◆ What to do:
Give back, character for character, the line that includes "Fix asset symlink" and all lines beneath it in the data.

Collected data entries
-- Opening Marker --

PR #15439, opened 2021-04-09
Fix asset symlink and Filesystem::deleteDir() on windows

othercorey:
Let's see if these run correctly with github actions.


markstory:
Looks good.

othercorey:
> Looks good.

Need to tweak a couple tests to work properly instead of throwing warnings (existing directory, etc).

PR #750, opened 2024-10-23
CI: fix `AppleClang` workflow

EZoni:
We should move `CXXFLAGS: "-Werror -Wno-error=pass-failed"` to when ImpactX builds. Currently it is picked up by `pip`. It didn't fail before probably because there was cached version of Python stuff. Now there is probably a new version of something that requires rebuilding some packages.


cemitch99 (approved):
Look great, thanks for the fix.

-- Closing Marker --

◆ Answer to the exercise:
Fix asset symlink and Filesystem::deleteDir() on windows

othercorey:
Let's see if these run correctly with github actions.


markstory:
Looks good.

othercorey:
> Looks good.

Need to tweak a couple tests to work properly instead of throwing warnings (existing directory, etc).

PR #750, opened 2024-10-23
CI: fix `AppleClang` workflow

EZoni:
We should move `CXXFLAGS: "-Werror -Wno-error=pass-failed"` to when ImpactX builds. Currently it is picked up by `pip`. It didn't fail before probably because there was cached version of Python stuff. Now there is probably a new version of something that requires rebuilding some packages.


cemitch99 (approved):
Look great, thanks for the fix.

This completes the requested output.